## MATERIAL PROVIDED
════════════════

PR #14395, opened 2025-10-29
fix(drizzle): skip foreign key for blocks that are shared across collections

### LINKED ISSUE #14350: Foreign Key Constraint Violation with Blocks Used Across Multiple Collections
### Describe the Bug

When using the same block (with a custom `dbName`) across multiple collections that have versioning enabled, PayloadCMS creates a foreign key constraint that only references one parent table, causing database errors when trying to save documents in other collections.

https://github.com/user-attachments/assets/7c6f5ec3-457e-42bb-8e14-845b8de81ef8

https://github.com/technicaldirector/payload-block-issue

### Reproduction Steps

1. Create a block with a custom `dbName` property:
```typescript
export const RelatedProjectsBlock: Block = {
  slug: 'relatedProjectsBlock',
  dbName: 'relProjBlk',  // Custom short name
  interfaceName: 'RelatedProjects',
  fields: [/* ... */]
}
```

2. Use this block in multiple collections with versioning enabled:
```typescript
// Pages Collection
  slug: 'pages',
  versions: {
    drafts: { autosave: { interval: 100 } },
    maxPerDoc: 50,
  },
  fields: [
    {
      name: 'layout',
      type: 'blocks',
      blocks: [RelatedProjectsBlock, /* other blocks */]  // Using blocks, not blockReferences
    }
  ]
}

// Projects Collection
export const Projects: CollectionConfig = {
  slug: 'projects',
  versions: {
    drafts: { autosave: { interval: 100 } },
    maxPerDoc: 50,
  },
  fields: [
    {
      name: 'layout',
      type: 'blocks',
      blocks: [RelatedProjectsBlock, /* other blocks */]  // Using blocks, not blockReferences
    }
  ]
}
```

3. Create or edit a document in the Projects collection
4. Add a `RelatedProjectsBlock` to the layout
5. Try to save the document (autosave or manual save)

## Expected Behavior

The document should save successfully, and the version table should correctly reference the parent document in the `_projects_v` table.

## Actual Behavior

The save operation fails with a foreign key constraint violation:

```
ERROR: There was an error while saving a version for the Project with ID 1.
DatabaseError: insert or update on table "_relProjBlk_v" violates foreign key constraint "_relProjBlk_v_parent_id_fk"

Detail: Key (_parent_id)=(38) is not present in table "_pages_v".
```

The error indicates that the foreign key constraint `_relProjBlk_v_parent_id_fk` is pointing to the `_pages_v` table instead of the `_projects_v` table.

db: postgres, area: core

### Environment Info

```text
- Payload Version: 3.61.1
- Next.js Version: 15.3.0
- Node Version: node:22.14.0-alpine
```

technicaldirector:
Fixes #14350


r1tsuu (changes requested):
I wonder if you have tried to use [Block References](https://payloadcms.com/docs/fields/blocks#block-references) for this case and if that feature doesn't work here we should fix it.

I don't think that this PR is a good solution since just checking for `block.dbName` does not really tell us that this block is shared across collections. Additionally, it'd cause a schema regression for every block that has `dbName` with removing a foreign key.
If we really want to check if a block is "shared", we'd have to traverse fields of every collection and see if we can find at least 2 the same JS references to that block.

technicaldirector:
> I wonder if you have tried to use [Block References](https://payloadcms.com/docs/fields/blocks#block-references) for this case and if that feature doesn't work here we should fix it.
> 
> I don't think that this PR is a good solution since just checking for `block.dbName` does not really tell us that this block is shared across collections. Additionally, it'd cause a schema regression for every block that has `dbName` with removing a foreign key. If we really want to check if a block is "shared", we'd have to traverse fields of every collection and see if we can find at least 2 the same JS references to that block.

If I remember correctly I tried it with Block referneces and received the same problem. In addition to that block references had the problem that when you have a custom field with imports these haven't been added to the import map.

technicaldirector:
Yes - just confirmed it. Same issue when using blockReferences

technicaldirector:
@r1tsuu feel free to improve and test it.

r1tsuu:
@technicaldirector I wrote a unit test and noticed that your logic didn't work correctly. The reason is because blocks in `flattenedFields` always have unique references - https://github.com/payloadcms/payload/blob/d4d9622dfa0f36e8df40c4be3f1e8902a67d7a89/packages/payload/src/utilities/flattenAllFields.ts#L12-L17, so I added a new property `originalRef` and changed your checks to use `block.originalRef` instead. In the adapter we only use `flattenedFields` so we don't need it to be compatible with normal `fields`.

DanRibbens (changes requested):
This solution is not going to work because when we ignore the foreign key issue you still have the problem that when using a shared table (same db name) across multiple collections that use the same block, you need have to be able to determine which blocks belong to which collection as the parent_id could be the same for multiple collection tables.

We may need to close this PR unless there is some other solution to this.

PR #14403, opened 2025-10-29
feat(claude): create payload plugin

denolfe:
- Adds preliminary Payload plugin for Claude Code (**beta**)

════════════════

## WHAT NEEDS TO BE DONE
Keeping each word as given, write out the material above.

## SOLVED EXERCISE
PR #14395, opened 2025-10-29
fix(drizzle): skip foreign key for blocks that are shared across collections

### LINKED ISSUE #14350: Foreign Key Constraint Violation with Blocks Used Across Multiple Collections
### Describe the Bug

When using the same block (with a custom `dbName`) across multiple collections that have versioning enabled, PayloadCMS creates a foreign key constraint that only references one parent table, causing database errors when trying to save documents in other collections.

https://github.com/user-attachments/assets/7c6f5ec3-457e-42bb-8e14-845b8de81ef8

https://github.com/technicaldirector/payload-block-issue

### Reproduction Steps

1. Create a block with a custom `dbName` property:
```typescript
export const RelatedProjectsBlock: Block = {
  slug: 'relatedProjectsBlock',
  dbName: 'relProjBlk',  // Custom short name
  interfaceName: 'RelatedProjects',
  fields: [/* ... */]
}
```

2. Use this block in multiple collections with versioning enabled:
```typescript
// Pages Collection
  slug: 'pages',
  versions: {
    drafts: { autosave: { interval: 100 } },
    maxPerDoc: 50,
  },
  fields: [
    {
      name: 'layout',
      type: 'blocks',
      blocks: [RelatedProjectsBlock, /* other blocks */]  // Using blocks, not blockReferences
    }
  ]
}

// Projects Collection
export const Projects: CollectionConfig = {
  slug: 'projects',
  versions: {
    drafts: { autosave: { interval: 100 } },
    maxPerDoc: 50,
  },
  fields: [
    {
      name: 'layout',
      type: 'blocks',
      blocks: [RelatedProjectsBlock, /* other blocks */]  // Using blocks, not blockReferences
    }
  ]
}
```

3. Create or edit a document in the Projects collection
4. Add a `RelatedProjectsBlock` to the layout
5. Try to save the document (autosave or manual save)

## Expected Behavior

The document should save successfully, and the version table should correctly reference the parent document in the `_projects_v` table.

## Actual Behavior

The save operation fails with a foreign key constraint violation:

```
ERROR: There was an error while saving a version for the Project with ID 1.
DatabaseError: insert or update on table "_relProjBlk_v" violates foreign key constraint "_relProjBlk_v_parent_id_fk"

Detail: Key (_parent_id)=(38) is not present in table "_pages_v".
```

The error indicates that the foreign key constraint `_relProjBlk_v_parent_id_fk` is pointing to the `_pages_v` table instead of the `_projects_v` table.

db: postgres, area: core

### Environment Info

```text
- Payload Version: 3.61.1
- Next.js Version: 15.3.0
- Node Version: node:22.14.0-alpine
```

technicaldirector:
Fixes #14350


r1tsuu (changes requested):
I wonder if you have tried to use [Block References](https://payloadcms.com/docs/fields/blocks#block-references) for this case and if that feature doesn't work here we should fix it.

I don't think that this PR is a good solution since just checking for `block.dbName` does not really tell us that this block is shared across collections. Additionally, it'd cause a schema regression for every block that has `dbName` with removing a foreign key.
If we really want to check if a block is "shared", we'd have to traverse fields of every collection and see if we can find at least 2 the same JS references to that block.

technicaldirector:
> I wonder if you have tried to use [Block References](https://payloadcms.com/docs/fields/blocks#block-references) for this case and if that feature doesn't work here we should fix it.
> 
> I don't think that this PR is a good solution since just checking for `block.dbName` does not really tell us that this block is shared across collections. Additionally, it'd cause a schema regression for every block that has `dbName` with removing a foreign key. If we really want to check if a block is "shared", we'd have to traverse fields of every collection and see if we can find at least 2 the same JS references to that block.

If I remember correctly I tried it with Block referneces and received the same problem. In addition to that block references had the problem that when you have a custom field with imports these haven't been added to the import map.

technicaldirector:
Yes - just confirmed it. Same issue when using blockReferences

technicaldirector:
@r1tsuu feel free to improve and test it.

r1tsuu:
@technicaldirector I wrote a unit test and noticed that your logic didn't work correctly. The reason is because blocks in `flattenedFields` always have unique references - https://github.com/payloadcms/payload/blob/d4d9622dfa0f36e8df40c4be3f1e8902a67d7a89/packages/payload/src/utilities/flattenAllFields.ts#L12-L17, so I added a new property `originalRef` and changed your checks to use `block.originalRef` instead. In the adapter we only use `flattenedFields` so we don't need it to be compatible with normal `fields`.

DanRibbens (changes requested):
This solution is not going to work because when we ignore the foreign key issue you still have the problem that when using a shared table (same db name) across multiple collections that use the same block, you need have to be able to determine which blocks belong to which collection as the parent_id could be the same for multiple collection tables.

We may need to close this PR unless there is some other solution to this.

PR #14403, opened 2025-10-29
feat(claude): create payload plugin

denolfe:
- Adds preliminary Payload plugin for Claude Code (**beta**)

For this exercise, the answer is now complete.